PR #601, opened 2017-03-27
accumulate: add initial file with test version and function stub

mmozuras:
Did not find any history of accumulate.go not being here being intentional.

### DIFF
--- a/exercises/accumulate/accumulate.go
+++ b/exercises/accumulate/accumulate.go
@@ -1,0 +1,5 @@
+package accumulate
+
+const testVersion = 1
+
+func Accumulate([]string, func(string) string) []string


petertseng:
I would say the history is in #279 - we provide stub files for the first "few" (arbitrary) exercises, plus the `word-count` to define a type. I'm not going to vote either way on whether there should be an accumulate.go, it can be up for discussion.

mmozuras:
@petertseng ah, here we go, thanks 😄 

I've encountered stubs in the couple of following exercises I did, so that's why I assumed this might be a mistake.

robphoenix:
I think accumulate didn't have a stub because it was deprecated for a while. I'd rather see it with a stub than have a single exercise within the first N exercises without a stub, which I agree can be a little confusing perhaps.

Makes me think a line or two in the [README](https://github.com/exercism/xgo/blob/master/README.md#stub-files) regarding the thinking in #279 might be worthwhile.

tleen:
May not be a bad idea to mention somewhere in the exercise when stubs stop occurring officially on the track to clear up any confusion.

PR #603, opened 2017-03-29
Add note about missing stubfiles to READMEs

### LINKED ISSUE #602: Add note to README regarding exercises with stub files
#601 highlighted some small confusion regarding which exercises should have stub files. This should be made clear in the README. See also #279

tleen:
Based on the discussion in #601 we add a general note in the
development README and in the specific exercise where stub
files stop being generally supplied with exercises.

Resolves #602


tleen:
@robphoenix is this what you had in mind? Is adding a README.md file to the exercise the right way to get the language specific note into an exercise README?

petertseng:
From what I can tell in https://github.com/exercism/trackler/blob/master/lib/trackler/implementation.rb though, any README.md in this repository is **ignored**. https://github.com/exercism/xerlang/issues/144 seems to claim it overrides the generated README completely, but I don't see evidence for that in the code. Would probably have to make a quick test using trackler to prove or disprove that.

So, we **would not** want to use README.md in this repository. If wanting to append to the README, we would want to put it in **HINTS.md**.

tleen:
Yes I thought it was README [looks like its HINTS](https://github.com/exercism/x-api/pull/93).

README.md
```diff
@@ -130,6 +130,8 @@ By convention, the stub file for an exercise with slug `exercise-slug`
 must be named `exercise_slug.go`. This is because CI needs to delete stub files
 to avoid conflicting definitions.
 
+The track stops automatically providing stub files at the [twelve-days-exercise](exercises/twelve-days/).
```
robphoenix: I'm a little uncomfortable with this wording; `The track stops automatically` gives the impression this is a hard stop that we have no control over. My understanding is that while stubs primarily exist as a helpful start in the early exercises for new Go programmers they also offer the opportunity to provide guidance in later exercises where there may be confusion, a particularly difficult concept, or boilerplate code required. If this is generally agreed then it would be good to reflect this in the README. If not then I think it's just the word `automatically` that I don't like, as this is a choice we have manually implemented, and I think it reads just as well without it, though the addition of a sentence about why stub files are no longer provided would be helpful.

exercises/twelve-days/HINTS.md
```diff
@@ -0,0 +1,2 @@
+## No Stub
+This is the first golang track exercise you encounter without a stub, a pre-existing "twelve-days.go" file for your solution. You may not see stubs in the future and should begin to get comfortable with creating your own go files for your solutions.
```
robphoenix: `Go` instead of `golang`

README.md
tleen: I agree will fix.

tleen: I lifted some of your language :smile:

robphoenix:
Good stuff @tleen, squash the commits and good to merge from my point of view :+1:

Issue #604, opened 2017-04-01
Make sure our existing generators are up-to-date


petertseng:
In [x-common](https://github.com/exercism/x-common/tree/master/exercises), we have various exercises with canonical-data.json representing the recommended set of tests for that exercise. We created generators to more easily keep up with changes in x-common. Whenever x-common changes, the task is as simple as re-running the generator.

┄┄┄┄┄┄┄┄┄┄┄┄┄┄┄┄┄┄┄┄

> _Exercise goal_:
Copy the material above verbatim.

> _Response to the task_:
PR #601, opened 2017-03-27
accumulate: add initial file with test version and function stub

mmozuras:
Did not find any history of accumulate.go not being here being intentional.

### DIFF
--- a/exercises/accumulate/accumulate.go
+++ b/exercises/accumulate/accumulate.go
@@ -1,0 +1,5 @@
+package accumulate
+
+const testVersion = 1
+
+func Accumulate([]string, func(string) string) []string


petertseng:
I would say the history is in #279 - we provide stub files for the first "few" (arbitrary) exercises, plus the `word-count` to define a type. I'm not going to vote either way on whether there should be an accumulate.go, it can be up for discussion.

mmozuras:
@petertseng ah, here we go, thanks 😄 

I've encountered stubs in the couple of following exercises I did, so that's why I assumed this might be a mistake.

robphoenix:
I think accumulate didn't have a stub because it was deprecated for a while. I'd rather see it with a stub than have a single exercise within the first N exercises without a stub, which I agree can be a little confusing perhaps.

Makes me think a line or two in the [README](https://github.com/exercism/xgo/blob/master/README.md#stub-files) regarding the thinking in #279 might be worthwhile.

tleen:
May not be a bad idea to mention somewhere in the exercise when stubs stop occurring officially on the track to clear up any confusion.

PR #603, opened 2017-03-29
Add note about missing stubfiles to READMEs

### LINKED ISSUE #602: Add note to README regarding exercises with stub files
#601 highlighted some small confusion regarding which exercises should have stub files. This should be made clear in the README. See also #279

tleen:
Based on the discussion in #601 we add a general note in the
development README and in the specific exercise where stub
files stop being generally supplied with exercises.

Resolves #602


tleen:
@robphoenix is this what you had in mind? Is adding a README.md file to the exercise the right way to get the language specific note into an exercise README?

petertseng:
From what I can tell in https://github.com/exercism/trackler/blob/master/lib/trackler/implementation.rb though, any README.md in this repository is **ignored**. https://github.com/exercism/xerlang/issues/144 seems to claim it overrides the generated README completely, but I don't see evidence for that in the code. Would probably have to make a quick test using trackler to prove or disprove that.

So, we **would not** want to use README.md in this repository. If wanting to append to the README, we would want to put it in **HINTS.md**.

tleen:
Yes I thought it was README [looks like its HINTS](https://github.com/exercism/x-api/pull/93).

README.md
```diff
@@ -130,6 +130,8 @@ By convention, the stub file for an exercise with slug `exercise-slug`
 must be named `exercise_slug.go`. This is because CI needs to delete stub files
 to avoid conflicting definitions.
 
+The track stops automatically providing stub files at the [twelve-days-exercise](exercises/twelve-days/).
```
robphoenix: I'm a little uncomfortable with this wording; `The track stops automatically` gives the impression this is a hard stop that we have no control over. My understanding is that while stubs primarily exist as a helpful start in the early exercises for new Go programmers they also offer the opportunity to provide guidance in later exercises where there may be confusion, a particularly difficult concept, or boilerplate code required. If this is generally agreed then it would be good to reflect this in the README. If not then I think it's just the word `automatically` that I don't like, as this is a choice we have manually implemented, and I think it reads just as well without it, though the addition of a sentence about why stub files are no longer provided would be helpful.

exercises/twelve-days/HINTS.md
```diff
@@ -0,0 +1,2 @@
+## No Stub
+This is the first golang track exercise you encounter without a stub, a pre-existing "twelve-days.go" file for your solution. You may not see stubs in the future and should begin to get comfortable with creating your own go files for your solutions.
```
robphoenix: `Go` instead of `golang`

README.md
tleen: I agree will fix.

tleen: I lifted some of your language :smile:

robphoenix:
Good stuff @tleen, squash the commits and good to merge from my point of view :+1:

Issue #604, opened 2017-04-01
Make sure our existing generators are up-to-date


petertseng:
In [x-common](https://github.com/exercism/x-common/tree/master/exercises), we have various exercises with canonical-data.json representing the recommended set of tests for that exercise. We created generators to more easily keep up with changes in x-common. Whenever x-common changes, the task is as simple as re-running the generator.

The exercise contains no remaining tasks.